[Records excerpted from a collection]
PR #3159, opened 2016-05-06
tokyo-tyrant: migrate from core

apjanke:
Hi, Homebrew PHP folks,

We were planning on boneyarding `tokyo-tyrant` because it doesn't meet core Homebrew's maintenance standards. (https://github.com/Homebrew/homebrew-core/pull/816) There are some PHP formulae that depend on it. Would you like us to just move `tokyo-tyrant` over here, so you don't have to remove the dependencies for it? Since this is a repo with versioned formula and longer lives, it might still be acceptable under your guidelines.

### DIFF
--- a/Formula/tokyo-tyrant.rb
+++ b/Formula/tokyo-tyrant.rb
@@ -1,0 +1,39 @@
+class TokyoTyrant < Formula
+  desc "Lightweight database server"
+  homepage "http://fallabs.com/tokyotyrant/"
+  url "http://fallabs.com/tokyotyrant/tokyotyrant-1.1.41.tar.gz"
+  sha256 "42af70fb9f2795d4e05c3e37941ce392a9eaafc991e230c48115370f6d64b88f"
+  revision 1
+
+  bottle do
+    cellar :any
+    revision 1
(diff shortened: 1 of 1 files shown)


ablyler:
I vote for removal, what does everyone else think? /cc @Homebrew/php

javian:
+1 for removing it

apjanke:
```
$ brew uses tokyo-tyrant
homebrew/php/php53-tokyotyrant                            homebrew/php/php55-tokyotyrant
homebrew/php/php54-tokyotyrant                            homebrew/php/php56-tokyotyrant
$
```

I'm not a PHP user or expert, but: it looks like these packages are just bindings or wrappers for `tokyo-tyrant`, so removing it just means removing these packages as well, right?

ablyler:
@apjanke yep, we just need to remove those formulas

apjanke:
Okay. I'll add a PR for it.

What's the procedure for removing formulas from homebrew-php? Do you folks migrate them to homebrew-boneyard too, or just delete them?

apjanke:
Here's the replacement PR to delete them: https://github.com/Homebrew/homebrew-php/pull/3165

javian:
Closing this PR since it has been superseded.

--

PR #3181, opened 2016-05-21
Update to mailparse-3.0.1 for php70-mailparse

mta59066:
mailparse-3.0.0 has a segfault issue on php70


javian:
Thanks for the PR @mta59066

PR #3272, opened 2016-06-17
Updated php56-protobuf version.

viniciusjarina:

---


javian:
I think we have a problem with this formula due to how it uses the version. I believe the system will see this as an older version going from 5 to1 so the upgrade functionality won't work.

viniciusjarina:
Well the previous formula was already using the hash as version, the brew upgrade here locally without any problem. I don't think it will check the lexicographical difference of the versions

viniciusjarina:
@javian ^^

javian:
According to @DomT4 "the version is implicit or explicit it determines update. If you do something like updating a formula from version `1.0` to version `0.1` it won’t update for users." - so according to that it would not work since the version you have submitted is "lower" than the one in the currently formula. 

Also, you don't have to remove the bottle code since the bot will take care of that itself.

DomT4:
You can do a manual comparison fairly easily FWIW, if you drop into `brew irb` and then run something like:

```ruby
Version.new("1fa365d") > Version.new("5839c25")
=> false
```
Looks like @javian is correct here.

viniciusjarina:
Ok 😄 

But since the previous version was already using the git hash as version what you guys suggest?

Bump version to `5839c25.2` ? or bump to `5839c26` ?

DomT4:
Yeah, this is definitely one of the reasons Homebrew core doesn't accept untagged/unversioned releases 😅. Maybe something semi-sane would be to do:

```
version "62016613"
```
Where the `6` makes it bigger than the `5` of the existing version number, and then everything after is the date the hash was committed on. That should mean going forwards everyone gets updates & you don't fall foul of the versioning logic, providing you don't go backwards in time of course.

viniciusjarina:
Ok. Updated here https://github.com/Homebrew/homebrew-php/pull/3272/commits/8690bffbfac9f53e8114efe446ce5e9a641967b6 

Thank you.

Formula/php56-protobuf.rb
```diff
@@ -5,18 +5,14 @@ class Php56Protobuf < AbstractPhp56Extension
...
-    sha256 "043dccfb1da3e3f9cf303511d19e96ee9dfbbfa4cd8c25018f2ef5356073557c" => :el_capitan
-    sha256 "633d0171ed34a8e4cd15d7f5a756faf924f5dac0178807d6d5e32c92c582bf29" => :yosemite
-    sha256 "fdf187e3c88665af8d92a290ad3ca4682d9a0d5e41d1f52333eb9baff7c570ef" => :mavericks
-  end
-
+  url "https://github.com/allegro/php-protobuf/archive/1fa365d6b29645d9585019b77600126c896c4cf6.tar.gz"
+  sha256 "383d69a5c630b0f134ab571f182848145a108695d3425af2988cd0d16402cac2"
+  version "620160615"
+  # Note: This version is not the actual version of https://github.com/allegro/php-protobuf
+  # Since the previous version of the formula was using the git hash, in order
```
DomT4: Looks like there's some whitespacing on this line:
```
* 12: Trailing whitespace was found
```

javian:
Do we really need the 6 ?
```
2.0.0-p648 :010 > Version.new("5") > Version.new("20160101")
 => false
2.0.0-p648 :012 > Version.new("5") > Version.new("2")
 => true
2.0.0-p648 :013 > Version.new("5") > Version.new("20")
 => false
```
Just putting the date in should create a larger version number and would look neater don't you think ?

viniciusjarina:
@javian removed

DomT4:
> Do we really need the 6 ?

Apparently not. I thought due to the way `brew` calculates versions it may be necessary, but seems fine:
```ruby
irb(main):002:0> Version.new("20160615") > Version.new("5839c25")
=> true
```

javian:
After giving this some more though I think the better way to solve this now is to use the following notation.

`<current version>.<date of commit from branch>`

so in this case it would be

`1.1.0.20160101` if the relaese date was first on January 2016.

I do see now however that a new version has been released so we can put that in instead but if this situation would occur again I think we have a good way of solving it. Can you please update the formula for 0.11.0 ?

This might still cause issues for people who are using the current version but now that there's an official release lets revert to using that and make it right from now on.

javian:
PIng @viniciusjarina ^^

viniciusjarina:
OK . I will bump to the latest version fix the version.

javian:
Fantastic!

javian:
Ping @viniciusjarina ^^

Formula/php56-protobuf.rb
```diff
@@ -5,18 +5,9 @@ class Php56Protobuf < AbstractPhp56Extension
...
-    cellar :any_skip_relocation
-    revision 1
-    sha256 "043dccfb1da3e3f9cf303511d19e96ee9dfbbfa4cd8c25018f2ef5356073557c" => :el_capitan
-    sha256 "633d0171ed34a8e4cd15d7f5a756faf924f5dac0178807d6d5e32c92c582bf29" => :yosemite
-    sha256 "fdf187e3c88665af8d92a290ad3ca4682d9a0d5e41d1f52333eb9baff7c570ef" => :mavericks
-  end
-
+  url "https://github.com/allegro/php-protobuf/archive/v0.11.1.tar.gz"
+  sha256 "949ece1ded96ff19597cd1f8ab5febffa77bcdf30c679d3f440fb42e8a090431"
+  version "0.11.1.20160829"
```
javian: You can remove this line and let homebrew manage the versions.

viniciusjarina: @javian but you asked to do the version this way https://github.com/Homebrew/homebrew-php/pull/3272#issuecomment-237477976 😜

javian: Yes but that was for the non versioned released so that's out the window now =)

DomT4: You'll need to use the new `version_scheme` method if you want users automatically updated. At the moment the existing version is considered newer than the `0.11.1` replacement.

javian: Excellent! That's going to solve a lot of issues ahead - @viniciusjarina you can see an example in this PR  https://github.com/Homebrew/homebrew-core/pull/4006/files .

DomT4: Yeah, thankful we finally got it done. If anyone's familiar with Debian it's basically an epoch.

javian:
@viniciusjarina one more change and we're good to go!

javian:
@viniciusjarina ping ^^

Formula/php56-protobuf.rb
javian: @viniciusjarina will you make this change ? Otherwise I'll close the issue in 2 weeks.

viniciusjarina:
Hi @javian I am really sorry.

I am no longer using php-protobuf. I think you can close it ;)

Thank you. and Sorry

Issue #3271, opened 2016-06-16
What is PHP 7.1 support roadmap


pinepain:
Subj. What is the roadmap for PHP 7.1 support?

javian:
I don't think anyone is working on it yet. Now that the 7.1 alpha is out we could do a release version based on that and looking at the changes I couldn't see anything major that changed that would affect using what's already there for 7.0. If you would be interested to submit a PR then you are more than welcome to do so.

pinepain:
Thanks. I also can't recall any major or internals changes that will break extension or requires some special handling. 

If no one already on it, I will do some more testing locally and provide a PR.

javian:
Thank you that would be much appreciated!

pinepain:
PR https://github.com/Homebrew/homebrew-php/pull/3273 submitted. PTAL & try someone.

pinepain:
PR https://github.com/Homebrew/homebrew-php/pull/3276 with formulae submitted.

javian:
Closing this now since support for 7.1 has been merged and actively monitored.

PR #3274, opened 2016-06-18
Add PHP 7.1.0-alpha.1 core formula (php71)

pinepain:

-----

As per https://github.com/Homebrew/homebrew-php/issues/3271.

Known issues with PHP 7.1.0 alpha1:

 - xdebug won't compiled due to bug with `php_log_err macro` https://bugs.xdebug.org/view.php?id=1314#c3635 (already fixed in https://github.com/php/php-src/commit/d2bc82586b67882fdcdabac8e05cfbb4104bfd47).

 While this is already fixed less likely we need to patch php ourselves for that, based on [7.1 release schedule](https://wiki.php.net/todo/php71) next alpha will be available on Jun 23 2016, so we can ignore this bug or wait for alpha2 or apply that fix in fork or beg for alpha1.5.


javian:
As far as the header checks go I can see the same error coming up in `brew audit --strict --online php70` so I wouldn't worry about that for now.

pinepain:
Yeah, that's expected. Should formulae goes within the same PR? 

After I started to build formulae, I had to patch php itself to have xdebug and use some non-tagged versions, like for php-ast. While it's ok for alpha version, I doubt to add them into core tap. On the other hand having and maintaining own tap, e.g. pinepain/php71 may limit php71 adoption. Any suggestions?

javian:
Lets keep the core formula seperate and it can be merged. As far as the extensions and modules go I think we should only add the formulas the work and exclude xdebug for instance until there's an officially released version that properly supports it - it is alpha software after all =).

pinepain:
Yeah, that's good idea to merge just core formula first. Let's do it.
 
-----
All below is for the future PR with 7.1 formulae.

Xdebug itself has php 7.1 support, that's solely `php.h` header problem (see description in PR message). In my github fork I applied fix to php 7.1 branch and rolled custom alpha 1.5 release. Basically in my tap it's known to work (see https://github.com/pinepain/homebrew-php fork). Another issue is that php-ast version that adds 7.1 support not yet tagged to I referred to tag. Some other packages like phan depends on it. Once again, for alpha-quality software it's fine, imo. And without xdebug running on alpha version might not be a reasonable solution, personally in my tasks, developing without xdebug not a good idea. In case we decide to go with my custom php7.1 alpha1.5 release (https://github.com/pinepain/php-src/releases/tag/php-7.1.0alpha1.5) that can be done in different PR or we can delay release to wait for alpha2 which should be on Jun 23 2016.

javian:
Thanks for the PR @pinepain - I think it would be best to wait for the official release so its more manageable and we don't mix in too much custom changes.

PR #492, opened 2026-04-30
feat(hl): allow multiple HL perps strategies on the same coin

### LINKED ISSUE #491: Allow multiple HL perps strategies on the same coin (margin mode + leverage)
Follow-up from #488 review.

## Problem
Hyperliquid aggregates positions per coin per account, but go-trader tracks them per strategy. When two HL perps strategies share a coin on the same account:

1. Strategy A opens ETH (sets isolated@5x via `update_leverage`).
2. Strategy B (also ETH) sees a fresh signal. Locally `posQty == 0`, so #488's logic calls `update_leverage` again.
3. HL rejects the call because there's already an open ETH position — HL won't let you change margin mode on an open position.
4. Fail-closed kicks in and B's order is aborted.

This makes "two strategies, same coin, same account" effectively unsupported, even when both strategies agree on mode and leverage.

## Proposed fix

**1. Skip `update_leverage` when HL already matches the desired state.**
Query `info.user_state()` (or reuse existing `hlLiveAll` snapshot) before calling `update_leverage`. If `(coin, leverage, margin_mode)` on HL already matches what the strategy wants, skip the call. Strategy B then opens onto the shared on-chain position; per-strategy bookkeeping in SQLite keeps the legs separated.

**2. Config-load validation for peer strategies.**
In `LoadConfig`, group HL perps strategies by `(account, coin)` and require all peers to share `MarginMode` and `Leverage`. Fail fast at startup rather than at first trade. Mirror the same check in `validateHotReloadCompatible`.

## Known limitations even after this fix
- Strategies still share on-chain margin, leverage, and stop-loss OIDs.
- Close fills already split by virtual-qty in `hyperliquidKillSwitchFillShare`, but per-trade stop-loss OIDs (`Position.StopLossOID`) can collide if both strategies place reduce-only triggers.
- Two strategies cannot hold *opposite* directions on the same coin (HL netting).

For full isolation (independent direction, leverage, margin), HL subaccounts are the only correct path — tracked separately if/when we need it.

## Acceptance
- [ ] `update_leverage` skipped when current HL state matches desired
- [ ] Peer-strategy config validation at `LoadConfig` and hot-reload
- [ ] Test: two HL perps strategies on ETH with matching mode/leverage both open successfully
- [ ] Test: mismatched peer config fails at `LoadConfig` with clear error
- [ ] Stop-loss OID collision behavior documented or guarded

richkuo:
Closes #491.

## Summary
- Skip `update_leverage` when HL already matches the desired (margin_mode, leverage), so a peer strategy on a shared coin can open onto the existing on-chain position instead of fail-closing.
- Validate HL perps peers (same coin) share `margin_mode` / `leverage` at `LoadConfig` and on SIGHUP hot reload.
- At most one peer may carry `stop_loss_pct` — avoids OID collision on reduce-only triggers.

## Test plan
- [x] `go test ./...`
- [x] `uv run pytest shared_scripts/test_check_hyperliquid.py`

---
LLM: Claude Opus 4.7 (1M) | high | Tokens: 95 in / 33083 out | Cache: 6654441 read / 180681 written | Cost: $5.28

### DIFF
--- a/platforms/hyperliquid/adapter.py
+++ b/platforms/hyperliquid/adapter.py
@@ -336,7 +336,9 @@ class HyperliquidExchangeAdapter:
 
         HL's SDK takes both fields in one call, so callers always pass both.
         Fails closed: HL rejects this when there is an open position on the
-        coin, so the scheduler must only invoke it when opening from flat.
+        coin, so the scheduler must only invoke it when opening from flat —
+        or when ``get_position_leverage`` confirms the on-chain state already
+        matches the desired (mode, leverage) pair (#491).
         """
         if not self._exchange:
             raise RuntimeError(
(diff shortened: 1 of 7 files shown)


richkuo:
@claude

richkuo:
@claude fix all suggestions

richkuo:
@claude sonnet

---

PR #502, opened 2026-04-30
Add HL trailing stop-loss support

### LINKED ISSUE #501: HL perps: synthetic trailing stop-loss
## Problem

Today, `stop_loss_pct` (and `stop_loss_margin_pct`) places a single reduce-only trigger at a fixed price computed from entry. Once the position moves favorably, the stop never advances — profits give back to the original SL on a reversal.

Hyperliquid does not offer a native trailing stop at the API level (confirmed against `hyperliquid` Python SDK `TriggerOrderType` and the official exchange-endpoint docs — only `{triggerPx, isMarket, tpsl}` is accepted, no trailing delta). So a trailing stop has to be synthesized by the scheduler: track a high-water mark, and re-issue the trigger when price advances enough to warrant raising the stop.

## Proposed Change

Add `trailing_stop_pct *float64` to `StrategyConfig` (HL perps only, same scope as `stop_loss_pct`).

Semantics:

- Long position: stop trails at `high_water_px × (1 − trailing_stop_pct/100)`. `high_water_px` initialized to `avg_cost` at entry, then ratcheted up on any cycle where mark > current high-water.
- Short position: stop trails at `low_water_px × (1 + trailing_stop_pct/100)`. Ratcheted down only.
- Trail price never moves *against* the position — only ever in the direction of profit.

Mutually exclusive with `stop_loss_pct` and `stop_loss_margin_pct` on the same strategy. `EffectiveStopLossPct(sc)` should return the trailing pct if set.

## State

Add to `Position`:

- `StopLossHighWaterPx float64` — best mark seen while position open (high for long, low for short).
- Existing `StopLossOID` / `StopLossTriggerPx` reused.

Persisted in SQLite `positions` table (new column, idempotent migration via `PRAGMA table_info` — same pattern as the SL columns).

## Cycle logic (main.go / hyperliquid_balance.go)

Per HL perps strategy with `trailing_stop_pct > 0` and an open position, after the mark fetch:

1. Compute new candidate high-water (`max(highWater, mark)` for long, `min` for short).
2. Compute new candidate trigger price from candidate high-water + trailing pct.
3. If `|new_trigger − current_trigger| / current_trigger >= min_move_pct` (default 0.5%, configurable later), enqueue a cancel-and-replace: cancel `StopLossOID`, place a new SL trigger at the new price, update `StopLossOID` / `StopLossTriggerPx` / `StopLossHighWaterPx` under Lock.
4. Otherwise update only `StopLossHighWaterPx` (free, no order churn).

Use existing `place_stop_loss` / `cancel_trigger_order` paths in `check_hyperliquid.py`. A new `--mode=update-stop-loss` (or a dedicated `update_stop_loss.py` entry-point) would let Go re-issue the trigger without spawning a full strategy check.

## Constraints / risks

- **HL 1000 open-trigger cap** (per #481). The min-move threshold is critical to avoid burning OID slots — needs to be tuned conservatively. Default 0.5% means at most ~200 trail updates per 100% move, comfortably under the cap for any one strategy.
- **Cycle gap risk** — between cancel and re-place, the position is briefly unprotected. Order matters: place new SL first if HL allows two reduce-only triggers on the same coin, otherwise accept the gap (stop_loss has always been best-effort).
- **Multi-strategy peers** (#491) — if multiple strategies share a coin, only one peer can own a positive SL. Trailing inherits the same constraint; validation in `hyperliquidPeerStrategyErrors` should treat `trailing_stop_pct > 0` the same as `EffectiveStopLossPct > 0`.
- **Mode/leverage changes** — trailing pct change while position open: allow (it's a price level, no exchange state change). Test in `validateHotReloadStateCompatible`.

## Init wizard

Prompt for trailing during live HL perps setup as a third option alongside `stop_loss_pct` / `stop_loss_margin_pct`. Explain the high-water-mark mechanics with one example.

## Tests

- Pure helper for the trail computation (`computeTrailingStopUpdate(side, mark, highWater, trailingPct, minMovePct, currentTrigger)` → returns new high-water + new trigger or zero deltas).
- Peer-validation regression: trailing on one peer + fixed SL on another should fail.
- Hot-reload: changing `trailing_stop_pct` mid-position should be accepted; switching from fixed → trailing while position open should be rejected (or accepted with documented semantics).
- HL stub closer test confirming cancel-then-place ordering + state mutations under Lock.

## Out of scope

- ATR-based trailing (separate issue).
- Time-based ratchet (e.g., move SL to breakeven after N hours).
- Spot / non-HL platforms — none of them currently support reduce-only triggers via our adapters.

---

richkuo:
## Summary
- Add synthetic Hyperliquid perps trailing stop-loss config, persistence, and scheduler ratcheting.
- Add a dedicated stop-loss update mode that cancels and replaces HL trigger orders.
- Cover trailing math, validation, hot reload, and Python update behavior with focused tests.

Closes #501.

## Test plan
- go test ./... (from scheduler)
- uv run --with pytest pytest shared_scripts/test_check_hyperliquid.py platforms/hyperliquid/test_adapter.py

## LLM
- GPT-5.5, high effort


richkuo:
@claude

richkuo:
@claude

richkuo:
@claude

* Your goal
Using the data above, return each line that includes the word "LINKED".

* Output for this exercise
### LINKED ISSUE #491: Allow multiple HL perps strategies on the same coin (margin mode + leverage)
### LINKED ISSUE #501: HL perps: synthetic trailing stop-loss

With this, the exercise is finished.